F3 – the role of the family, especially at home, we try to encourage them very, very much, because we've been living with this situation for almost 11 years [...] there's that saying, living and learning [...] the way we seek help, and how we live with people with this problem, you have to be patient, have a lot of patience.

F5 – The family is the patient's structure; you have to be patient in the first place. I believe that care, protection, showing that you care -it's hard. And there comes a time when it affects the relatives themselves, more than the patient himself. You have to pay attention, give care and protect.

The family tries to see to the needs of the patient by providing care and, especially, patience within the relationship, in learning to cope with the situation. In this case, the bonds of solidarity are predominant, since all the family members have to organize themselves to face the process of caring for a loved one with a psychiatric disorder(6-7).

In the testimonies, however, there is the issue of family overload, as the relatives still see the patient as a person with decreased capability to perform activities in his or her life, needing to be monitored or protected(10).

F4 – I think it's important for the family to help, because, to start with, they can't take care of themselves. Someone needs to be around to take care of them. It's really demanding for us, there are times when we think about giving it all up because it won't change anything.

The testimony of this relative shows that the patient is considered incapable by the family, who does not understand the mental illness and the patient's way of experiencing it. Therefore, care becomes a burden, as the patient is considered to lack autonomy, or as someone who will not exert autonomy without changes in attitude. All of this makes everyday relationships more difficult to sustain. This form of misunderstanding stems from the lack of knowledge about the process of the illness and the possibilities for social reinsertion, based on a treatment supported by lifelong projects.

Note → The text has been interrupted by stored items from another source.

Issue #1051, opened 2018-11-23
UIPickerView does not contain desired value


petrmrakava:
Sorry guys, but all about iOS Picker was closed without any conclusion. I have exactly the same issue as https://github.com/wix/Detox/issues/798. Also, the  question on stackoverflow has no answer https://stackoverflow.com/questions/50082463/testing-picker-with-detox-in-react-native 

so

if I use "testID":
`await element(by.id('testIdPicker')).setColumnToValue(0, 'en');`
I get
`"Description" : "Interaction cannot continue because the desired element was not found."`
If I use "type":
`await element(by.type('UIPickerView')).setColumnToValue(0, 'en');`
I get
`"Description" : "UIPickerView does not contain desired value!"`

#### Detox, Node, Device, Xcode and macOS Versions

* Detox: 9.0.4
* React Native: 0.57.4
* Node: 11.1.0
* Device:*
* Xcode: 10.0
* macOS: 10.13.6

![detox](https://user-images.githubusercontent.com/43537625/48945878-2d281080-ef2c-11e8-8c88-2c90736ed305.png)

LeoNatan:
Can you please create a demo project that reproduces this?

petrmrakava:
Sorry I can not share our project with you, but I created an example based on https://github.com/wix/Detox/issues/798. There are the same issues as I reported.
You can find it here: https://github.com/petrmrakava/Detox/tree/petrmrakava/iosPicker

LeoNatan:
Great, thank you!

fedeerbes:
Hi @LeoNatan, any progress in this? i'm facing the same issue.

LeoNatan:
Sorry, I am busy with other projects at the moment.

LeoNatan:
See this:
https://github.com/facebook/react-native/pull/22537

LeoNatan:
It seems like an RN bug.

fedeerbes:
thanks @LeoNatan i'll be waiting for the next version with that fix.

LeoNatan:
@fedeerbes Can you please test to see if the issue still reproduces? Thanks

revh:
Hi, first of all thanks for the great work.

It seems that the issue still reproduces also with RN 0.59.9

`await element(by.type("UIPickerView")).setColumnToValue(0, "value");`

results in 

`"Description" : "UIPickerView does not contain desired value!" `

noomorph:
Just to make sure, I wonder how this test passes then?

[...]

Issue #778, opened 2018-06-07
Unable to select the date from 'UIPickerView'


zetendra:
#### Description
Unable to select the date from the date picker. I am able to select the time and AM/PM

#### Steps to Reproduce
Its not working for the below case
element(by.type('UIPickerView')).setColumnToValue(0, Fri Jun 8');

Its working for the below
element(by.type('UIPickerView')).setColumnToValue(1, '11');
element(by.type('UIPickerView')).setColumnToValue(2, '22');
element(by.type('UIPickerView')).setColumnToValue(3, 'AM');

Can some one help me on this?

#### Detox, Node, Device, Xcode and macOS Versions

* Detox: 7.3.6
* React Native: 0.53.0
* Node: 8.11.2
* Device: iPhone 7
* Xcode: 9.1
* macOS: 
<img width="238" alt="datepicker" src="https://user-images.githubusercontent.com/1446116/41111511-c79ffc44-6a99-11e8-996b-54ae50a04755.png">

rotemmiz:
Try to use the layout inspector and see the actual string rendered in the UI, is it exactly `Fri Jun 8` ?

zetendra:
@rotemmiz  Thank you for responding to my query.

I used iOS inspector to find the exact format of the value, i see it is "Thu, Jun 14"
I tried the same in my code, i didnt work. I am attaching the screen shots and pasting the error

`await datePicker().setColumnToValue(0, `${day}, ${month} ${date}`);`

`     Error: Error: An action failed. Please refer to the error trace below.
Exception with Action: {
  "Action Name" : "Set picker column 0 to value 'Thu, Jun 14'",
  "Element Matcher" : "((kindOfClass('UIPickerView') && !(kindOfClass('RCTScrollView'))) || (kindOfClass('UIScrollView') && ((kindOfClass('UIView') || respondsToSelector(accessibilityContainer)) && ancestorThatMatches((kindOfClass('UIPickerView') && kindOfClass('RCTScrollView'))))))"
}

Error Trace: [
  {
    "Description" : "UIPickerView does not contain desired value!",
    "Error Domain" : "com.google.earlgrey.ElementInteractionErrorDomain",
    "Error Code" : "2",
    "File Name" : "GREYPickerAction.m",
    "Function Name" : "-[GREYPickerAction perform:error:]",
    "Line" : "120"
  }
]`

[...]

PR #1148, opened 2019-02-08
Select date on IOS UIDatePicker with actionForSetDate

matthewrfindley:
- [x] This is a small change 

---

**Description:**

Addresses the following issues:
https://github.com/wix/Detox/issues/778
https://github.com/wix/Detox/issues/1051

## The problem:
Using `setColumnToValue` to select the correct date on a DatePickerIOS does not work as expected.  This [issue](https://github.com/wix/Detox/issues/1051) defines a solution to select a valid value from the `0` column by using the value of the label.  The solution breaks down because the date picker contains the same label for every year in the list.  Attempting to select `Feb 8` for 2019 would result in selecting `Feb 8` for 2006, which is the minimum date in the list.

Example usage of setColumnToValue on DatePickerIOS:
```
await element(by.type('UIPickerView')).setColumnToValue(0,"Feb 6");
```

react-native DatePickerIOS renders the date in the UIDatePicker as 2 labels.  The first being the 3 letter month abbreviation and day, the second being the 3 letter day abbreviation.  Using `setColumnToValue` breaks down when trying to select the correct date since the implementation of Earl Grey's `GREYPickerAction` selects only the first label see [here](https://github.com/google/EarlGrey/blob/master/EarlGrey/Action/GREYPickerAction.m#L97).  Even if Earl Grey were able to compare using all the labels with a list item, a UIDatePicker would be limited to only 7 years worth of dates.  This would not be maintainable since we are not in control of the default range for UIDatePicker, nor is it acceptable to force users to limit the list in their application.

## Solution:
Expose an existing Earl Grey action called [actionForSetDate](https://github.com/google/EarlGrey/blob/master/EarlGrey/Action/GREYActions.m#L272) within Detox.


LeoNatan:
Thanks for submitting this PR. Will review shortly.

detox/ios/Detox/GREYActions+Detox.h
```diff
@@ -0,0 +1,16 @@
...
+//  Created by Matt Findley on 2/7/19.
+//  Copyright © 2019 Wix. All rights reserved.
+//
+
+@import Foundation;
+#import <EarlGrey/EarlGrey.h>
+
+@interface GREYActions (Detox)
+
++ (id<GREYAction>)detoxSetDatePickerDateIOSOnly:(NSString *)dateString withFormat:(NSString *)dateFormat;
```
LeoNatan: Let's not call this "IOSOnly". Should be `detoxSetDatePickerDate:withFormat:`.

detox/ios/Detox/GREYActions+Detox.m
```diff
@@ -0,0 +1,23 @@
...
+//  Copyright © 2019 Wix. All rights reserved.
+//
+
+#import <Foundation/Foundation.h>
+#import "GREYActions+Detox.h"
+#import <EarlGrey/GREYActions.h>
+
+@implementation GREYActions (Detox)
+
++ (id<GREYAction>)detoxSetDatePickerDateIOSOnly:(NSString *)dateString withFormat:(NSString *)dateFormat
```
LeoNatan: Likewise, `detoxSetDatePickerDate:withFormat:`.

detox/test/e2e/17.datePicker.test.js
```diff
@@ -3,12 +3,17 @@ describe(':ios: DatePicker', () => {
...
     it('datePicker should trigger change handler correctly', async () => {
       await element(by.type('UIPickerView')).setColumnToValue(1,"6");
       await element(by.type('UIPickerView')).setColumnToValue(2,"34");
       await expect(element(by.id("timeLabel"))).toHaveText('choosenTime is 6:34');
     });
 
-  });
-  
+    it('can select dates on a UIDatePicker', async () => {
+      await element(by.type('UIDatePicker')).setDatePickerDateIOSOnly('2019-02-06T05:10:00-08:00', "yyyy-MM-dd'T'HH:mm:ssZZZZZ");
```
LeoNatan: This should be `setDatePickerDate` and documentation should be updated to state it is for iOS only, as are the current picker view APIs.

detox/src/ios/expect.js
```diff
@@ -185,6 +186,14 @@ class ScrollColumnToValue extends Action {
   constructor(column,value) {
     super();
     this._call = invoke.callDirectly(GreyActions.actionForSetPickerColumnToValue(column,value))
+    this._call = invoke.callDirectly(GreyActions.actionForSetPickerColumnToValue(column, value));
```
LeoNatan: I think this line was duplicated by mistake?

matthewrfindley: 📗 ` [fe3a615](/wix/Detox/pull/1148/commits/fe3a6152e98f1d8fe352c78fde9ded4fe7d2168e)`

detox/test/e2e/17.datePicker.test.js
matthewrfindley: 📗 9470d65

detox/ios/Detox/GREYActions+Detox.m
matthewrfindley: 📗 1d6913c

detox/ios/Detox/GREYActions+Detox.h
matthewrfindley: 📗 1d6913c

matthewrfindley:
@LeoNatan https://jenkins-oss.wixpress.com/job/multi-detox-pr/920/ - Failure seems unrelated to any of the recent changes. 🤷‍♂️

LeoNatan:
Looks good. CI is flaky.

LeoNatan:
@rotemmiz Let's merge?

rotemmiz:
Android e2e hangs, wonder why

detox/test/src/Screens/DatePickerScreen.js
```diff
@@ -1,47 +1,49 @@
 import React, { Component } from 'react';
-import {
-  Text,
-  View,
-  StyleSheet,
-  DatePickerIOS
-} from 'react-native';
+import { Text, View, StyleSheet, DatePickerIOS } from 'react-native';
```
rotemmiz: You can't add `DatePickerIOS` on a shared component, it needs to run on both iOS and Android.
You might need to split this screen to .ios.js and .android.js.
This is probably the reason why the e2e hangs, the app crashes.

rotemmiz:
Please see my comment, I think I found the reason for Android E2E's hangs

detox/test/src/Screens/DatePickerScreen.js
LeoNatan: But that’s not a new change. How did it work until now?

rotemmiz: ho, you're right, I haven't noticed that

Two relatives show the fragility of the affective bonds with other family members, or even the possibility of rejection.

F1 – If she weren't rejected by other family members, she could be much better. She's been sick since she was 18. She completed the eighth grade, she had a job. So, I think she misses a lot of people in the family.

F2 – I see that D... such as, when she's worried about something... with the other people in the family. She tends to improve, but when there's a period of abandonment, she goes down. If the families could change this way of seeing her... I used to see her as a burden, a thing, but that's not the way it is, you can live with it.

According to these brothers, the higher levels of overburdening are found in those who provide care for the patient, as the other relatives keep away and do not relate with the user as often.

The relatives acknowledge that this distancing is not good for the patients, as they feel abandoned and rejected. What happens in the community is often repeated in the family.

The testimonies of the relatives show the importance of the substitutive services in supporting the families, providing a sympathetic ear to their difficulties and doubts regarding how to cope with the disease of their relative, and the necessary changes that must be undertaken in order to live well within the community where they are inserted(7).

In the relatives' testimonies, we also find markers of the epistemological dimension, where the knowledge is supported by behaviors that demand protection of the mentally handicapped, indicating the danger posed by the mental patients and their lack of coping skills. The task placed on the healthcare sector is to dispel this way of conceiving psychic suffering(5).

The family and its relationship with the psychosocial healthcare center

The interviewed relatives pointed out the importance of the treatment at the substitutive service, where the working process is focused on welcoming. They say that each relative receives individual attention.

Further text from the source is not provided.